Category B — Docker Runtime State
Actual condition of Docker containers and networks. Never written to bbolt; obtained via docker inspect on restart.
| State | How to Obtain |
|---|---|
| Container running/exited/OOM status | docker inspect {container_name} |
| Container exit code | docker inspect {container_name} |
| Service health status | docker inspect {container_name} → .State.Health |
| Network exists | docker network inspect {network_name} |
Category C — Derived / Rebuilt State
Recomputed on startup from Category A and B.
| State | Rebuilt From |
|---|---|
| Network name | agbox-net-{sanitize(sandbox_id)} |
| Primary container name | agbox-primary-{sanitize(sandbox_id)} |
| Service container name | agbox-svc-{sanitize(sandbox_id)}-{sanitize(service_name)} |
| Exec ID → Sandbox ID mapping | Enumerate exec-config:{sandbox_id} buckets |
deletedAtRecorded flag | Presence check in sandbox-deleted-at |
lastTerminalRunFinishedAt | Latest terminal exec event timestamp |
nextSequence | MaxSequence() over events:{sandbox_id} |
context.CancelFunc per exec | New cancel context for running execs |
optionalServiceStarts channels | Re-inspect optional service containers |
sandboxRuntimeState | Container names + runtime status from Docker |
Category D — Host Filesystem Artifacts
| Artifact | Host Path | Container Path |
|---|---|---|
| Exec stdout log | {ArtifactOutputRoot}/{sandbox_id}/{exec_id}.stdout.log | /var/log/agents-sandbox/{exec_id}.stdout.log |
| Exec stderr log | {ArtifactOutputRoot}/{sandbox_id}/{exec_id}.stderr.log | /var/log/agents-sandbox/{exec_id}.stderr.log |
Default ArtifactOutputRoot on Linux: ~/.local/share/agents-sandbox/exec-logs/
Restart Recovery Contract
flowchart TD
Start[Daemon startup] --> OpenDB[Open bbolt ids.db]

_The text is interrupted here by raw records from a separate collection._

PR #15505, opened 2026-08-04
ci: run the parallel-safe unit test phase in parallel

devGregA:
## Description

The unit test job spends nearly all of its time in a single serial process. Measured on a recent green run ([30873644826](https://github.com/DefectDojo/django-DefectDojo/actions/runs/30873644826), job 91881121251), a 15.6 minute job breaks down as:

| Phase | Duration |
|---|---|
| container start + spectacular + `makemigrations --check` | 1.0 min |
| `migrate` (264 migrations) | 1.6 min |
| **phase 1: 4996 tests** | **12.7 min** |
| phase 2: 45 tests, `tag=non-parallel` | 0.1 min |
| phase 3: 7 tests, `tag=transactional` | 0.0 min |

Four of those run per pull request (amd64 and arm64, each with `DD_V3_FEATURE_LOCATIONS` on and off), so phase 1 alone is about 50 minutes of the suite's runner time and, being the longest single job, most of its wall clock.

## Why phase 1 is the safe one

Phase 1 is already defined as the set of tests that do not need to run on their own. The `non-parallel` and `transactional` tags exist precisely to quarantine the suites that interfere with their neighbours, and phase 1 excludes both. Whatever isolation guarantee justifies running those two phases separately is the same guarantee `--parallel` needs, so it is enabled for phase 1 and nowhere else.

The comment this removes — `# --parallel fails on GitHub Actions` — predates that tagging. The concrete failure it refers to is documented three lines below it, on phase 3: a `TransactionTestCase` leaves the database in a state that breaks fixture loading for every test after it (see #13217). That test now runs last, in its own phase. The fix landed; the comment stayed.

## This is a measured experiment, with the criterion stated up front

**Keep** if phase 1 drops materially across green runs with no new flakes. **Revert** otherwise — `DD_TEST_PARALLEL=1` restores single-process behaviour without touching the script, and dropping the flag is a one-line change.

Worker count comes from `nproc` rather than a constant so it follows the runner rather than needing a change when the runner does.

Two things to watch, both stated so that seeing them is not a surprise:

- **New shared-state failures.** These 4996 tests have only ever run serially. If any depend on execution order or on module-level state, parallel workers will find it. That is the experiment.
- **`PYTHONWARNINGS: error`** is set for unit tests, and warnings raised inside worker processes surface differently from warnings in a single process.

Also adds `tblib`, which Django uses to ship tracebacks back from worker processes. Without it a failure under `--parallel` arrives without the traceback that explains it — the worst possible property for a change whose only real risk is new flakes.

## Verification

CI on this pull request *is* the measurement: the same four jobs, same suite, one variable changed. I will post the phase-1 timings from this run against the 12.7 minute baseline above, and act on the criterion rather than argue with it.

Local verification so far: `bash -n` clean, and shellcheck v0.11.0 with the repo's `SHELLCHECK_OPTS` reports nothing.

### DIFF
--- a/docker-compose.override.unit_tests_cicd.yml
+++ b/docker-compose.override.unit_tests_cicd.yml
@@ -20,7 +20,22 @@ services:
       DD_DATABASE_ENGINE: ${DD_DATABASE_ENGINE:-django.db.backends.postgresql}
       DD_DATABASE_HOST: ${DD_DATABASE_HOST:-postgres}
       DD_DATABASE_PORT: ${DD_DATABASE_PORT:-5432}
-      DD_CELERY_BROKER_URL: 'sqla+sqlite:///dojo.celerydb.sqlite'
+      # An in-process broker rather than the default sqlite file. Nothing consumes
+      # the queue in unit tests -- celeryworker and celerybeat are both reset
+      # above -- so a real broker contributes nothing but contention: under
+      # --parallel every worker process opens the same sqlite file and they race
+      # to declare the queue, which fails in whichever loses with
+      # "UNIQUE constraint failed: kombu_queue.name".
+      #
+      # Set through the scheme, because settings.dist.py only assembles a URL from
+      # the parts when DD_CELERY_BROKER_URL is empty. double_slashes=True there
+      # turns these two into exactly "memory://". The entrypoint also unsets
+      # DD_CELERY_BROKER_URL, but blanking it here means the broker does not
+      # depend on that happening -- and it stops the base compose file's
+      # redis://valkey URL, which no unit test has a valkey for, showing through.
+      DD_CELERY_BROKER_URL: ''
+      DD_CELERY_BROKER_SCHEME: 'memory'
+      DD_CELERY_BROKER_PATH: ''
       DD_JIRA_EXTRA_ISSUE_TYPES: 'Vulnerability' # Shouldn't trigger a migration error
       DD_V3_FEATURE_LOCATIONS: ${DD_V3_FEATURE_LOCATIONS:-False}
       # No Redis/valkey in unit tests -> default django cache is LocMemCache.
--- a/docker/entrypoint-unit-tests.sh
+++ b/docker/entrypoint-unit-tests.sh
@@ -81,10 +81,15 @@ echo "------------------------------------------------------------"
 # because they interfere with their neighbours. That is the same property
 # --parallel needs, so it is enabled here and nowhere else.
 #
+# "auto" rather than a count from nproc: Django's get_max_test_processes() falls
+# back to a single process if the multiprocessing start method is one its worker
+# initialisation cannot handle, and only "auto" consults it. An explicit count
+# bypasses that check and fails instead. See the note in manage.py.
+#
 # Set DD_TEST_PARALLEL=1 to go back to a single process -- useful locally when a
 # failure's traceback matters more than the wall clock, and the one-line revert
 # if this turns out to cost more in flakes than it saves in minutes.
-python3 manage.py test unittests --keepdb --no-input --parallel="${DD_TEST_PARALLEL:-$(nproc)}" --exclude-tag="non-parallel" --exclude-tag="transactional" --exclude-tag="performance" || {
+python3 manage.py test unittests --keepdb --no-input --parallel="${DD_TEST_PARALLEL:-auto}" --exclude-tag="non-parallel" --exclude-tag="transactional" --exclude-tag="performance" || {
     exit 1;
 }
 python3 manage.py test unittests --keepdb --no-input --tag="non-parallel" --exclude-tag="performance" || {
--- a/docker/entrypoint-unit-tests.sh
+++ b/docker/entrypoint-unit-tests.sh
@@ -73,14 +73,18 @@ EOF
 
 python3 manage.py migrate
 
-# --parallel fails on GitHub Actions
-#python3 manage.py test unittests -v 3 --no-input --parallel
-
 echo "Unit Tests"
 echo "------------------------------------------------------------"
 
-# Removing parallel and shuffle for now to maintain stability
-python3 manage.py test unittests --keepdb --no-input --exclude-tag="non-parallel" --exclude-tag="transactional" --exclude-tag="performance" || {
+# This phase is already defined as "everything that does not need to run on its
+# own": the two tags excluded here are exactly the suites that were quarantined
+# because they interfere with their neighbours. That is the same property
+# --parallel needs, so it is enabled here and nowhere else.
+#
+# Set DD_TEST_PARALLEL=1 to go back to a single process -- useful locally when a
+# failure's traceback matters more than the wall clock, and the one-line revert
+# if this turns out to cost more in flakes than it saves in minutes.
+python3 manage.py test unittests --keepdb --no-input --parallel="${DD_TEST_PARALLEL:-$(nproc)}" --exclude-tag="non-parallel" --exclude-tag="transactional" --exclude-tag="performance" || {
     exit 1;
 }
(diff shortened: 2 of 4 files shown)


devGregA:
## Two notes while the unit jobs finish

**The one red check is infrastructure, not this change.** `User Interface Tests (tests/engagement_test.py, debian, false)` failed pulling an image from Docker Hub:

```
mailhog Error Get "https://registry-1.docker.io/v2/": net/http: request canceled
while waiting for connection (Client.Timeout exceeded while awaiting headers)
```

That is a Selenium job. This change touches `docker/entrypoint-unit-tests.sh` and `requirements-dev.txt`, neither of which is on that path. I will re-run it once the run finishes — it cannot be re-run while the workflow is still going.

**`--parallel` has a setup cost I should name before the numbers arrive.** Running it locally against a migrated database, Django cloned the test database once per worker:

```
test_defectdojo
test_defectdojo_1
test_defectdojo_2
test_defectdojo_3
test_defectdojo_4
```

That is `CREATE DATABASE ... TEMPLATE`, so it is a file copy of a 205-table schema, N times, before any test runs. It was slow enough to notice on a Docker Desktop volume, though that filesystem is not representative of a CI runner's.

So the honest form of the hypothesis is that phase 1 drops by less than the worker count would suggest, and by an amount reduced by cloning. If the timings come back showing cloning eating most of the gain, the interesting follow-up is `--parallel` combined with the snapshot in #15507, since a restored database is the cheapest possible clone template.

devGregA:
## First run failed, and the reason was not test isolation

All four unit jobs failed identically:

```
Process ForkServerPoolWorker-1:
  File ".../multiprocessing/pool.py", line 114, in worker
    task = get()
  File ".../multiprocessing/queues.py", line 387, in get
    return _ForkingPickler.loads(res)
  File "/app/unittests/authorization/test_authorization.py", line 32, in <module>
    from django.contrib.auth.models import AnonymousUser
django.core.exceptions.AppRegistryNotReady: Apps aren't loaded yet.
```

**Python 3.14 changed the default multiprocessing start method on Linux from `fork` to `forkserver`**, and this image is on 3.14.6. Django's parallel runner supports exactly two: `django/test/runner.py::_init_worker` calls `django.setup()` only when the method is `spawn`, on the reasoning that a *forked* worker inherits an initialised app registry. A forkserver worker gets neither, so it unpickles its subsuite — which imports test modules, which import models — against an empty registry.

Worth noting that **Django does guard against exactly this**, in `get_max_test_processes()`: any start method other than fork or spawn falls back to a single process. But that is only consulted for `--parallel auto`, and passing an explicit count from `nproc` walked straight past it. Had I used `auto` originally, this would have silently run serially — green, and no faster. Which is arguably the worse outcome, since I would have reported "no gain" and been wrong about why.

Fixed by setting `spawn` for the `test` command only, and switching to `--parallel auto` so that a future change of default degrades to serial rather than failing.

Spawn rather than restoring fork: it is the method whose worker initialisation Django actually implements, and forking a process that may already hold threads is what Python is deliberately moving away from.

### Verified before pushing

Against the real image and a restored database:

| Check | Result |
|---|---|
| default start method in the image | `forkserver` (confirms the diagnosis) |
| `get_max_test_processes()` under forkserver | `1` |
| `get_max_test_processes()` with spawn forced | `8` |
| `test_utils` + `test_apiv2_notifications` + `test_adminsite`, `--parallel=2` | `Ran 17 tests`, `OK`, exit 0 |
| `manage.py check` | unaffected — the start method is set only for `test` |

### One cost to watch in the numbers

Spawn pays a full interpreter start plus a complete app import per worker, and DefectDojo is not a small app to import. In my local run that overhead dominated completely — 17 tests took 114 s where the serial equivalent took 11 s — because there were 17 tests to amortise it over. Against a 4996-test, 12.7-minute phase it should amortise fine, but it is a fixed cost that scales with worker count, and it is the thing to look at if the timings come back underwhelming.

The unrelated `mailhog` registry timeout from the first run should also clear on this run.

devGregA:
## Result: phase 1 halved, and the isolation bug was real

With the celery broker moved in-process, **all four unit jobs pass**:

| Job | Before | After |
|---|---|---|
| linux/amd64, v3=true | 17.0 min | **8.58 min** |
| linux/amd64, v3=false | 15.9 min | **8.08 min** |
| linux/arm64, v3=true | 15.7 min | **7.87 min** |
| linux/arm64, v3=false | 15.7 min | **7.27 min** |

Phase 1 itself: **760s → 324s**, a 2.3x speedup on 5044 tests. Roughly **8 minutes off each of four jobs** — about 32 runner-minutes per pull request, and since these are the longest jobs in the suite, close to 8 minutes off its wall clock.

Spawn's per-worker startup cost, which I flagged earlier as the thing that might eat the gain, did not: it is a fixed cost amortised over 5044 tests, and at this scale it disappears into the noise.

### Both failures along the way were worth having

The `--parallel` risk I pre-registered was "new shared-state failures", and one appeared — but not as an order dependency between tests. Saving a `Product_Type` dispatches a celery task from a post_save signal, and the broker was a **sqlite file shared by every worker process**, so they raced to declare the queue and whichever lost took its whole test class down. Any test that saves a `Product_Type` could have drawn that short straw; only one did. Tagging that class `non-parallel` would have made the symptom go away and left the race in place for the next test to touch that code path.

Before that, the first run failed for a reason that had nothing to do with this repository: Python 3.14 moved the default multiprocessing start method to `forkserver`, which Django's parallel runner does not initialise workers for.

### The one red check is not this change

`User Interface Tests (tests/metrics_extended_test.py, debian, false)` failed pulling an image from Docker Hub:

```
webhook.endpoint Error Get "https://registry-1.docker.io/v2/": context deadline exceeded
```

That is the **third** Docker Hub timeout across this branch's runs, on a different test file each time (`engagement_test.py`, `test_type_test.py`, now `metrics_extended_test.py`). Every one of the 113 Selenium jobs pulls `mailhog` and `go-httpbin` from Docker Hub, so the suite plays that lottery 113 times per pull request. Re-run in flight.

That is worth a separate look — either pinning those two images into the build-and-artifact flow the other images already use, or reducing the number of jobs that pull them.

valentijnscholten:
nice that it now seems to work in github actions. in the past it wasn't stable there.

blakeaowens (approved):

Maffooch (approved):

devGregA:
The instability had two identifiable causes, so it's worth recording that "flaky on GitHub Actions" was never weather:

1. **Python 3.14 changed the default multiprocessing start method on Linux from `fork` to `forkserver`**, which Django's parallel runner cannot initialise workers for (`_init_worker` calls `django.setup()` only under `spawn`). Every worker died on `AppRegistryNotReady`. Fixed by forcing `spawn` for the `test` command — and by using `--parallel auto`, so a future default change degrades to serial instead of failing. Notably, an explicit `--parallel N` *bypasses* Django's own `get_max_test_processes()` guard; `auto` is what consults it.

2. **The unit-test celery broker was a sqlite file shared by every worker process.** Saving a `Product_Type` dispatches a task from a `post_save` signal, so workers raced to declare the queue — `UNIQUE constraint failed: kombu_queue.name` — and whichever lost took its test class down. Any test saving a `Product_Type` could draw that straw, which is why it looked random. Unit tests have no consumer (celeryworker/beat are reset in the override), so the broker is now kombu's in-process `memory://`.

Whatever the failures were when it was tried before, they were probably equally specific — parallelism doesn't create flakiness so much as surface shared state that was already there. The two above were the only ones the suite had left, and the tag quarantine (`non-parallel` / `transactional` phases) you all built since is what confined the rest.

Measured effect since merging: phase 1 760s → 324s, whole unit job 15.7–17.0 → 7.3–8.6 min, stable across every run on `bugfix` since.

OpenDB --> LoadIDs[Load all sandbox IDs from sandbox-config]
LoadIDs --> ForEach[For each sandbox]
ForEach --> LoadA[Load Category A state]
LoadA --> DeriveC[Derive Category C state]
DeriveC --> QueryB[Query Category B via docker inspect]
QueryB --> Reconcile{Reconcile}
Reconcile -->|READY + running| RestoreReady[Restore as READY]
Reconcile -->|READY + exited| ToFailed[FAILED]
Reconcile -->|STOPPED + exited| RestoreStopped[Restore as STOPPED]
Reconcile -->|PENDING + missing| ToFailed2[FAILED]
Reconcile -->|DELETED / DELETING| Cleanup[Cleanup and finalize]
Reconcile -->|FAILED| RestoreFailed[Restore as FAILED]
RestoreReady --> Next[Next sandbox]
ToFailed --> Next
RestoreStopped --> Next
ToFailed2 --> Next
Cleanup --> Next
RestoreFailed --> Next
Next -->|All done| EventLoop[Subscribe Docker events]
EventLoop -->|Connection lost| FullReconcile[Full reconcile then re-subscribe]
FullReconcile --> EventLoopAfter all sandboxes are recovered, the daemon subscribes to Docker events for real-time container state changes. On connection loss, it performs a full reconcile via docker inspect then re-subscribes.
bbolt Value Type Constraint
| Type | Encoding | Version Compatibility |
|---|---|---|
| Fixed-width integer | Big-endian uint64/int64 (8 bytes) | Immutable |
| Protobuf message | proto.Marshal(msg) | proto3 forward/backward compatible |
No strings, JSON, YAML, or custom binary formats in bbolt values. Keys follow the same rule: either fixed-width integer (sequence numbers) or UTF-8 string identifier. This delegates all schema evolution to protobuf.
Version Compatibility
- New proto fields: proto3 forward-compatible; new daemons handle absent fields with zero-value defaults.
- New bbolt buckets: created on first access; no migration needed.
- Changing message semantics: introduce new
EventTypeor proto message. - Removing persisted state: stop writing, keep reading logic for at least one release cycle.